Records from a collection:
—————

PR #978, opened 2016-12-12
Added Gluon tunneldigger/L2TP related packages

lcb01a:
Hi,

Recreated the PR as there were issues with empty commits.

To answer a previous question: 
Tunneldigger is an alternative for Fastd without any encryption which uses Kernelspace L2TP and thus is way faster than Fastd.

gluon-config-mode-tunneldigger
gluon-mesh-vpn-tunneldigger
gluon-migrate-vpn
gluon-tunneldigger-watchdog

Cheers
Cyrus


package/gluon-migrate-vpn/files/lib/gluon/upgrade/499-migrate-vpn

—————

All of the lines above must be returned exactly.

→ **RESULT OF THE EXERCISE**:
PR #978, opened 2016-12-12
Added Gluon tunneldigger/L2TP related packages

lcb01a:
Hi,

Recreated the PR as there were issues with empty commits.

To answer a previous question: 
Tunneldigger is an alternative for Fastd without any encryption which uses Kernelspace L2TP and thus is way faster than Fastd.

gluon-config-mode-tunneldigger
gluon-mesh-vpn-tunneldigger
gluon-migrate-vpn
gluon-tunneldigger-watchdog

Cheers
Cyrus


package/gluon-migrate-vpn/files/lib/gluon/upgrade/499-migrate-vpn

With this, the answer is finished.